(Extracted entries)
Issue #172, opened 2026-08-16
MCP Apps (Visualize) can't read SDK-spooled tool results on Linux — salvaged from #171


johnzfitch:
Splitting this out of #171 so it isn't lost when that PR closes as a duplicate.

#171 fixed the same three 1.26832.0 breakages as #167 (the `index2.chunk-*` series, backtick/`let` gate matching, auxiliary passes gated on the gate's own chunk). #167 is the more thorough of the two and has landed, so #171's patch logic is now redundant.

**One part of it is not redundant** and has no equivalent in this tree.

### The problem

Claude Code asks the host `Read` tool to consume SDK-owned results beneath:

```
<config>/projects/<session>/tool-results/<tool-id>.json
<local-agent-root>/<account>/<org>/local_<session>/outputs[/<artifact>]
```

Per @PonlawatP, the desktop's safe-path resolver on Linux rejects both storage prefixes as an "automount root" *before* the normal allowed-root check runs. Large MCP results get spooled to those files, so `visualize.read_me` can't reliably reach `visualize.show_widget` — internal MCP Apps don't render.

Reported on Fedora 44 + GNOME Wayland, Electron 43.2.0, asar 1.28929.0.

### Why it wasn't carried over

The proposed fix adds a `patch_tool_result_resolution()` pass to `enable-cowork.py` that rewrites `resolveFilePath(...)` call sites so paths matching an SDK-owned shape bypass the bundle's resolver and go through `require("node:fs/promises").realpath` instead.

That is security-sensitive in exactly the area this project is careful about. Substituting raw `realpath` for the app's own safe-path resolver widens what host `Read` will open, and the regex has to be right about which call sites it rewrites. #167's much smaller surface got a full adversarial review before landing; this deserves the same rather than riding along in a merge cleanup.

Two things I'd want established before it lands:

1. **What the resolver actually rejects, and why.** "Rejected as an automount root" is the reported symptom; the fix should be aimed at the specific check, and the narrowest patch that clears it.
2. **Containment of the bypass.** The `SDK_OWNED_RESULT_PATH_TEST` regex is anchored with `(?:^|\/)` and `$`, but `.claude/projects/.+/tool-results/[^/]+` uses a greedy `.+` that spans `/`. Worth confirming a crafted path can't match its way out of the session directory, and that the `.catch(() => { throw ... })` really does fail closed on every path.

### Prior art

[...]

Issue #170, opened 2026-08-09
PKGBUILD applies 3 of the 9 patch_index passes, so AUR installs miss the MCP/resourcesPath fixes


chefboyrdave21:
Split out of #167 at the maintainer's request — pre-existing and orthogonal to #166.

`launch.sh` runs **9** `patch_index` passes. `PKGBUILD`'s `build()` runs **3**. Because `/usr/bin/claude-cowork` execs electron directly against the packaged asar and never calls `launch.sh`, the missing six are never applied for anyone who installs from the AUR:

| # | Pass | `launch.sh` | `PKGBUILD` |
|---|------|:-----------:|:----------:|
| 1 | titlebar (main window) | yes | yes |
| 2 | titlebar (about window) | yes | yes |
| 3 | origin validation for `file://` preloads | yes | yes |
| 4 | `--effort xhigh` -> `max` | yes | **no** |
| 5 | Handoff `invalidateCurrentActivity` no-op | yes | **no** |
| 6 | Handoff `setUserActivity` no-op | yes | **no** |
| 7 | `resourcesPath` lookups -> asar-internal `resources/` | yes | **no** |
| 8 | MCP node-host asar paths -> `getAppPath()` | yes | **no** |
| 9 | unguarded `resourcesPath`+`app.asar` joins -> `getAppPath()` | yes | **no** |

`mainView.js`'s preload-origin patch is also launcher-only, and `install.sh` picks up 4–9 only because it invokes `launch.sh` at run time.

### Evidence

Measured on a package built from a branch that already carries **all** of #167's `PKGBUILD` fixes, so this is not "the recipe didn't get the fix" — the recipe simply never had these passes:

```
$ grep -ac 'process\.resourcesPath,`app\.asar`' /usr/lib/claude-cowork/app.asar
4
$ grep -ac 'process\.resourcesPath,`app\.asar`' ~/.local/share/claude-desktop/.asar-cache/app.asar
0

$ grep -ac 'xhigh"?"max"' /usr/lib/claude-cowork/app.asar
0
$ grep -ac 'xhigh"?"max"' ~/.local/share/claude-desktop/.asar-cache/app.asar
1
```

`/usr/bin/claude-cowork` ends in:

```sh
exec electron /usr/lib/claude-cowork/app.asar ${_sandbox_flag} --disable-gpu --class=Claude ...
```

No `launch.sh`, so there's no run-time pass to compensate.

### User-visible effect

[...]

PR #173, opened 2026-08-16
Land #167, fix the silently-broken AUR publish, and add test CI

### LINKED ISSUE #166: asar 1.26832.0: every patch silently no-ops (platform gate not found)

johnzfitch:
Fixes #166.

## What does this change?

Three things, in the order they were found.

**1. Lands #167.** It was reviewed, approved ("no further changes requested"), and announced as merging on 2026-08-09 — then never merged. When #169 landed the 1.19367.0 pinning row the branch went conflicting, and the resolution was never pushed. Merged here with the contributor's 10 commits and authorship intact. As predicted on the PR, only `COMPAT.md` conflicted: both sides append a pinning row, and the resolution keeps both. That closes #166.

**2. Fixes CI and packaging automation.**

`aur-publish.yml` has failed on **every run since 2026-04-23** — last success 2026-03-26, six consecutive failures. The cause is one line in the deploy action's container log:

```
Load key "/home/builder/.ssh/aur": invalid format
```

Nothing surfaced it, so the AUR package quietly stopped updating and still serves `1.1.4010-10`. **The `AUR_SSH_KEY` secret has to be re-added by a maintainer — this PR cannot fix that.** What it does is check the key up front, where the failure names itself and says what to do, instead of dying opaquely inside a container. It also runs the packaging tests before publishing (`test-cowork-patch.sh` exercises `PKGBUILD`'s own `patch_index` block, so a recipe that fails it shouldn't reach AUR), and bumps `actions/checkout` to v5 for the Node 20 deprecation already warning on every run.

`.SRCINFO` had drifted from `PKGBUILD`: `pkgrel 9` against the recipe's `12`, missing the `curl` and `zstd` depends, and listing `npm` where the recipe needs `asar`. Since AUR helpers resolve dependencies from `.SRCINFO`, that was wrong dependency resolution for AUR users, not just a stale version string.

And the repo ran **no tests automatically at all** — #167 sat with zero check runs. New `ci.yml` runs on push and PR:

| Job | What |
|---|---|
| `node` | `node --test tests/node/current-path/*.test.cjs` — 559 tests |
| `shell` | `test-compat-pins.sh` (11) + `test-cowork-patch.sh` (58) |
| `python` | byte-compile `enable-cowork.py` |
| `srcinfo` | regenerate `.SRCINFO` on Arch and diff, so this drift can't recur |

`test-install-paths.sh` is deliberately not gated: it wants a real archive from Anthropic's CDN and has pre-existing failures unrelated to any diff.

**3. Brings the compat reports current.** #171 duplicated #167's patch logic — same three 1.26832.0 breakages, less thoroughly — so its patcher changes are redundant now. Its 1.28929.0 report is not, and is recorded as `[PARTIAL]`, attributed to that report rather than to this tree, since it was verified against a different patch set. Its one genuinely unique fix (MCP Apps reading SDK-spooled tool results) is **not** folded in — it rewrites security-sensitive path resolution and deserves its own review, so it's captured in full detail in #172.

`LAST_TESTED_ASAR_VERSION` deliberately stays at **1.26832.0**: that's the newest build exercised end-to-end against this code, and it's the line the installer's "newer than tested" warning keys off. Moving it to a version nobody has run here would suppress a warning that's still earned.

Also corrects the test counts in README and CONTRIBUTING, which claimed "215+ tests across 18 files" in four places against an actual 559 across 35.

## Type

- [x] Bug fix
- [ ] New feature
- [x] Documentation
- [ ] Refactor

## Testing

Full suite on the merged tree, matching what both @chefboyrdave21 and the maintainer reported independently on #167:

```
tests/test-compat-pins.sh    11 passed, 0 failed
tests/test-cowork-patch.sh   58 passed, 0 failed
node --test tests/node/...  559 passed, 0 failed
python -m py_compile enable-cowork.py   clean
```

**CI is green on this PR** — all four new jobs pass, which also exercises the workflow itself.

Two things I could not verify from the authoring container, called out rather than assumed:

- **No Docker daemon**, so `.SRCINFO` was written to `makepkg --printsrcinfo`'s field order by hand rather than generated. The new `srcinfo` job then regenerated it on a real Arch container and diffed — **it passes**, so the file is confirmed byte-identical to real `makepkg` output. (That job caught a genuine bug in itself first: `archlinux:base-devel` ships no `git`, so `actions/checkout` unpacks a tarball and a stray `git config` line failed. Fixed in the second commit.)
- **`ssh-keygen` isn't installed there**, so the AUR key precheck's behaviour is reasoned from `ssh-keygen -y -P ''` semantics, not executed. It fails closed with an actionable message, and `< /dev/null` keeps an encrypted key from prompting and hanging the job rather than failing it. First real exercise will be the next publish run — which cannot happen until the secret is fixed regardless.

- Distro / desktop: n/a — CI, packaging metadata, and docs; no runtime code in this diff beyond #167's own, which was verified on Manjaro + Cinnamon/X11, Electron 43.1.1, asar 1.26832.0
- Tested with `./install.sh --doctor`: not re-run here; #167 reported 20 passed / 1 warning / 0 failed
- Tested a full Cowork session: not re-run here; #167 reported sign-in and the Cowork surface working

## Security impact

Two notes, neither a new exposure:

The merged #167 changes process spawning and path resolution, and was cleared by an adversarial review on the PR with no exploitable findings. That review recorded the `shellPathWorker` catch-all as a **security fix**: `process.resourcesPath` is redirected to a user-writable directory, so the unguarded `app.asar` join resolved to a path anything writing under `~/.config` could plant and have executed in the Electron main process. This lands that fix.

Separately, the `patch_tool_result_resolution()` pass from #171 was **deliberately excluded** rather than carried along. It substitutes raw `realpath` for the bundle's own safe-path resolver on paths matching a regex, which widens what host `Read` will open. #172 records it with the two questions worth settling before it lands.

No credentials, tokens, or log output with secrets are in this diff. The key precheck reads `secrets.AUR_SSH_KEY` into a `600` file in the runner tmpdir, never prints it, and deletes it on both paths.

## Checklist

- [ ] `./install.sh --doctor` passes cleanly on my system — not run; no local install in this environment

## Needs a maintainer, not a merge

**The `AUR_SSH_KEY` secret is still broken.** Nothing in this PR can fix it — it needs re-adding by hand with the full unencrypted private key including its trailing newline. Until then AUR stays at `1.1.4010-10` and the publish job will now fail fast with that explanation instead of an opaque container error.

## Follow-ups this does not do

- **#170** (PKGBUILD runs 3 of 9 `patch_index` passes) is untouched. It's waiting on your call between the three refactor shapes @chefboyrdave21 sketched, and guessing at it would be the wrong move. The new `srcinfo` job is adjacent but doesn't address it.
- The `install.sh:861` unquoted-heredoc hardening, noted on #167 as "fine today, not fine once someone reads that value from a config file", is still open.


johnzfitch:
Both review comments were right. Fixed in 5706b38.

**`enable-cowork.py` failure hint** — correct, and it mattered more than it looks: since #167 the script runs across `index.js` *and* every `index*.chunk-*.js`, so a failure in `index2.chunk-CQIegP9t.js` was sending people to `index.js`, which is exactly the file where the gate *isn't* on the builds this PR fixes. Now prints the path it actually inspected.

While in there — the same line printed literal doubled braces:

```
a function checking process.platform and returning {{status:"unsupported"}}.
```

Brace-doubling is only an escape inside an f-string, and that one is a plain string. Switched to a single-quoted string so nothing needs escaping.

**`install.sh` non-empty install dir** — also correct. Worth recording that this one is **pre-existing on master**, not introduced here; `git clone` has always refused a non-empty destination, so "will overlay" was never true and the user got a bare clone error one step later. Fixed here anyway because this PR is what makes it reachable: #167 added `CLAUDE_INSTALL_DIR`, so the directory is now any path the user names rather than a fixed one under `~/.local/share`.

Now fails up front with what to do about it. Checked all four branches, since the guard has to agree with what `git clone` actually rejects:

| Install dir | Behaviour |
|---|---|
| absent | proceeds to clone |
| empty | proceeds to clone |
| non-empty | fails early with the explanation |
| dotfile-only | fails early — `git clone` rejects these too |

Suite still green: 11/11 pins, 58/58 patch, 559/559 node.

---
(End Extracted entries)
**Task statement**
An exact copy of the lines above, from the one containing "Measured on a" down to the one containing "Three things, in the order they were found." and including both, is the whole answer; retype it and nothing else.

**Answer to this task**
Measured on a package built from a branch that already carries **all** of #167's `PKGBUILD` fixes, so this is not "the recipe didn't get the fix" — the recipe simply never had these passes:

```
$ grep -ac 'process\.resourcesPath,`app\.asar`' /usr/lib/claude-cowork/app.asar
4
$ grep -ac 'process\.resourcesPath,`app\.asar`' ~/.local/share/claude-desktop/.asar-cache/app.asar
0

$ grep -ac 'xhigh"?"max"' /usr/lib/claude-cowork/app.asar
0
$ grep -ac 'xhigh"?"max"' ~/.local/share/claude-desktop/.asar-cache/app.asar
1
```

`/usr/bin/claude-cowork` ends in:

```sh
exec electron /usr/lib/claude-cowork/app.asar ${_sandbox_flag} --disable-gpu --class=Claude ...
```

No `launch.sh`, so there's no run-time pass to compensate.

### User-visible effect

[...]

PR #173, opened 2026-08-16
Land #167, fix the silently-broken AUR publish, and add test CI

### LINKED ISSUE #166: asar 1.26832.0: every patch silently no-ops (platform gate not found)

johnzfitch:
Fixes #166.

## What does this change?

Three things, in the order they were found.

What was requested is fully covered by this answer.